*THE PROBLEM*. Using the word "return" as the filter, copy each matching line from the records.

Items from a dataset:

PR #847, opened 2026-01-06
[skyrl-train] Add `max_tokens_per_microbatch` configuration

justinvyu:
## Summary

Introduces token-based chunking  for microbatches, enforcing a `max_tokens_per_microbatch` limit on the total number of real tokens in a microbatch.

Replaces the even sample-based chunking `BatchIterator` with a `BalancedBatchIterator` that respects the microbatch token limits.

Screenshot 2026-01-06 at 2 55 33 PM

After this PR, the global training batch sharding and forming minibatches is still even sample-based chunking. The new functionality is adding token-based chunking at the bottom microbatching layer, which enforces a total token maximum per microbatch.

## Problem
Previously, microbatches created by chunking sequences evenly so that each microbatch was a certain batch size (`micro_train_batch_size_per_gpu`), which could lead to:
* Sequence-packed microbatches can exceed GPU memory limits when sequences vary in length, so you need to conservatively set the micro batch size.
* Inefficient GPU utilization due to uneven token distribution across microbatches. Token imbalance across DP workers leads to stragglers.

## Solution
Introduce `balanced_binpacking` and `TokenBasedBatchIterator` utilities that:
* Enforce max_tokens_per_microbatch — no microbatch exceeds the token limit
* Roughly balance the microbatches so that we avoid straggler microbatches.
* Ensure that every worker still receives the same number of microbatches by adding padding batches to satisfy FSDP requirements (every DP worker must do the same number of forward/backward passes).

## API changes

* External: added a `config.trainer.max_tokens_per_microbatch` configuration. Defaults to the old behavior (sample based microbatching).
* Adds `TokenBasedBatchIterator` and renames `BatchIterator -> SampleBasedBatchIterator`.
* Unifies `Worker.forward` to also use the `BatchIterator` interface, rather than call `TrainingBatch.chunk` directly.
* Use `TokenBasedBatchIterator` when `max_tokens_per_microbatch` is set for the `forward`, `Critic.ppo_train` and `Policy.ppo_train` methods.

## Example

Example ppo_train call from the unit test:

```
minibatch_sequences=tensor([[88, 96,  3, 23, 44, 65, 55,  0, 66, 49],
        [25, 85, 10, 86, 31, 55, 31, 51,  4, 56],
        [28, 38, 76,  8,  0,  0,  0,  0,  0,  0],
        [21, 97, 46, 75, 73,  0,  0,  0,  0,  0]])
minibatch_attention_mask=tensor([[1, 1, 1, 1, 1, 1, 1, 1, 1, 1],
        [1, 1, 1, 1, 1, 1, 1, 1, 1, 1],
        [1, 1, 1, 1, 1, 0, 0, 0, 0, 0],
        [1, 1, 1, 1, 1, 0, 0, 0, 0, 0]])
Policy Train epoch [1/1]:   0%|          | 0/2 [00:00<?, ?it/s]
(DeepSpeedPolicyWorkerBase pid=182679) micro_batches_per_mini_batch=2
(DeepSpeedPolicyWorkerBase pid=182679) experience.sequences=tensor([[88, 96,  3, 23, 44, 65, 55,  0, 66, 49],
(DeepSpeedPolicyWorkerBase pid=182679)         [28, 38, 76,  8,  0,  0,  0,  0,  0,  0]])
Policy Train epoch [1/1]:  50%|█████     | 1/2 [00:01<00:01,  1.28s/it, pg=-0.203, glen=4, policy_lr=1e-6, ent=3.08]
(DeepSpeedPolicyWorkerBase pid=182679) experience.sequences=tensor([[25, 85, 10, 86, 31, 55, 31, 51,  4, 56],
(DeepSpeedPolicyWorkerBase pid=182679)         [21, 97, 46, 75, 73,  0,  0,  0,  0,  0]])
```

## Follow-up

This only does balanced microbatching at the individual worker level. We can further balance at the minibatch level sent to each worker at a global level to ensure every DP worker has roughly the same amount of work.

There's also different algorithms that we could plug into the microbatch chunking step.

We should also update the megatron codepath as a followup.

### DIFF
--- a/skyrl-train/skyrl_train/config/ppo_base_config.yaml
+++ b/skyrl-train/skyrl_train/config/ppo_base_config.yaml
@@ -184,6 +184,7 @@ trainer:
   critic_mini_batch_size: 256
   micro_train_batch_size_per_gpu: 1
   micro_forward_batch_size_per_gpu: 1
+  max_tokens_per_microbatch: -1 # TODO: Maybe split this between forward and train; -1 means no token-based chunking
   update_ref_every_epoch: false
   use_sample_packing: true
   eval_batch_size: 1024
--- a/skyrl-train/skyrl_train/workers/worker.py
+++ b/skyrl-train/skyrl_train/workers/worker.py
@@ -32,7 +32,12 @@ from transformers import PreTrainedModel
 from loguru import logger
 from skyrl_train.distributed.ulysses import set_ulysses_sequence_parallel_group, apply_monkey_patch
 from skyrl_train.utils.ppo_utils import PolicyLossRegistry, ppo_critic_loss, compute_approx_kl
-from skyrl_train.workers.worker_utils import BaseBatchIterator, SampleBasedBatchIterator, reduce_metrics
+from skyrl_train.workers.worker_utils import (
+    BaseBatchIterator,
+    SampleBasedBatchIterator,
+    TokenBasedBatchIterator,
+    reduce_metrics,
+)
 from skyrl_train.dataset.replay_buffer import Experience
 from skyrl_train.training_batch import TrainingInputBatch, TrainingOutputBatch
 from skyrl_train.inference_engines.inference_engine_client import InferenceEngineClient
@@ -787,11 +792,18 @@ class PolicyWorkerBase(Worker):
                 disable=not self.strategy.is_rank_0(),
             )
             for minibatch in minibatch_pbar:
-                microbatch_iterator = SampleBasedBatchIterator(
-                    minibatch, sample_batch_size=self.cfg.trainer.micro_train_batch_size_per_gpu, drop_last=False
-                )
-                num_microbatches = len(microbatch_iterator)
-                microbatch_weight = 1.0 / num_microbatches
+                if self.cfg.trainer.max_tokens_per_microbatch > 0:
+                    microbatch_iterator = TokenBasedBatchIterator(
+                        minibatch, max_tokens_per_microbatch=self.cfg.trainer.max_tokens_per_microbatch
+                    )
+                    num_microbatches = len(microbatch_iterator)
+                    microbatch_weight = 1.0 / num_microbatches  # TODO: return the correct weight from the iterator
+                else:
+                    microbatch_iterator = SampleBasedBatchIterator(
+                        minibatch, sample_batch_size=self.cfg.trainer.micro_train_batch_size_per_gpu, drop_last=False
+                    )
+                    num_microbatches = len(microbatch_iterator)
+                    microbatch_weight = 1.0 / num_microbatches
 
                 for microbatch_idx, microbatch in enumerate(microbatch_iterator):
                     microbatch_experience = BaseBatchIterator.batch_to_experience(microbatch)
--- a/skyrl-train/skyrl_train/workers/worker.py
+++ b/skyrl-train/skyrl_train/workers/worker.py
@@ -811,10 +811,15 @@ class PolicyWorkerBase(Worker):
                 )
                 num_microbatches = len(microbatch_iterator)
 
+                temp = []
                 for microbatch_idx, microbatch in enumerate(microbatch_iterator):
                     microbatch_experience = BaseBatchIterator.batch_to_experience(microbatch)
                     microbatch_weight = len(microbatch) / len(minibatch)
                     status = self.forward_backward(microbatch_experience, microbatch_weight=microbatch_weight)
+
+                    print("!!! loss", self.mesh_rank, status["final_loss"])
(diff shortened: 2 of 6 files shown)


skyrl-train/skyrl_train/workers/worker_utils.py
```diff
@@ -67,3 +58,246 @@ def batch_to_experience(batch: TrainingInputBatch):
...
+
+        This iterator evenly splits the input into batches of the same size,
+        so there's no need to reorder."""
+        return TensorBatch.cat(batches)
+
+
+def balanced_binpacking(token_counts: List[int], max_tokens_per_microbatch: int) -> List[List[int]]:
+    """Chunk a list of token counts into microbatches so that each
+    microbatch's total token count does not exceed `max_tokens_per_microbatch`,
+    and the microbatches roughly balanced.
```
justinvyu, line 102: Verl uses a Kamarkar-Karp bin balancing algorithm instead, which minimizes differences across K bins, and estimates K with `total_token_count / max_tokens_per_microbatch`. But it doesn't guarantee that every bin's token count is actually below the max token configuration. The upside is that they define the bincount upfront and don't need to inject dummy padding batches.

I'm doing balanced binpacking with capacity constraint can guarantee the max token count constraint, but requires adding dummy padding batches since each worker can come up with a different number of bins.

skyrl-train/tests/gpu/gpu_ci/test_ppo_train.py
```diff
@@ -218,3 +218,75 @@ def test_gradient_accumulation_scenarios(
...
+        )
+
+        train_data = make_dummy_batch([10, 10, 6, 5, 10, 10, 5, 5], num_actions=4)
+        # Expect:
+        # - dp=0: 3 microbatches with [10],    [10],    [11]
+        # - dp=1: 3 microbatches with [10, 5], [10, 5], [<dummy padding batch>]
+        train_data.metadata["global_step"] = 0
+
+        results = ray.get(actor_group.async_run_ray_method("mesh", "forward", train_data))
+        results = ray.get(actor_group.async_run_ray_method("mesh", "ppo_train", train_data))
```
justinvyu, line 285: I tested this with some print statements and it works as expected, but any ideas how to assert these in this test?

erictang000: hmm yeah good question - is there a way you could mock the actual model forward and make some assertion on model length that way?

skyrl-train/skyrl_train/config/ppo_base_config.yaml
```diff
@@ -184,6 +184,7 @@ trainer:
   critic_mini_batch_size: 256
   micro_train_batch_size_per_gpu: 1
   micro_forward_batch_size_per_gpu: 1
+  max_tokens_per_microbatch: -1 # TODO: Maybe split this between forward and train; -1 means no token-based chunking
```
erictang000, line 187: do we need some config validation to make sure that this is larger than the max response length? Maybe in utils/utils.py?

skyrl-train/skyrl_train/workers/worker.py
```diff
@@ -784,16 +804,23 @@ def record_status(status: Dict[str, float]):
...
+                    max_tokens_per_microbatch=self.cfg.trainer.max_tokens_per_microbatch,
                 )
                 num_microbatches = len(microbatch_iterator)
-                microbatch_weight = 1.0 / num_microbatches
 
+                temp = []
                 for microbatch_idx, microbatch in enumerate(microbatch_iterator):
-                    microbatch_experience = BatchIterator.batch_to_experience(microbatch)
+                    microbatch_experience = BaseBatchIterator.batch_to_experience(microbatch)
+                    microbatch_weight = len(microbatch) / len(minibatch)
```
justinvyu, line 817: This is a bit confusing for cases where there's padding batches. This is because the padding batch cannot be empty and must have seqlen >= 2.

Example: with 2 real microbatches of 15, and then 1 padding, the weights would be: 15/30, 15/30, 2/30.
* This counts on the dummy microbatch having a fully 0 loss mask, which zeros out this weight.

skyrl-train/tests/gpu/gpu_ci/test_ppo_train.py
justinvyu: lemme try

skyrl-train/skyrl_train/workers/worker.py
erictang000: why does seqlen have to be >= 2?

erictang000:
closed by #1477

*EXERCISE SOLUTION*.
+                    microbatch_weight = 1.0 / num_microbatches  # TODO: return the correct weight from the iterator
+        return TensorBatch.cat(batches)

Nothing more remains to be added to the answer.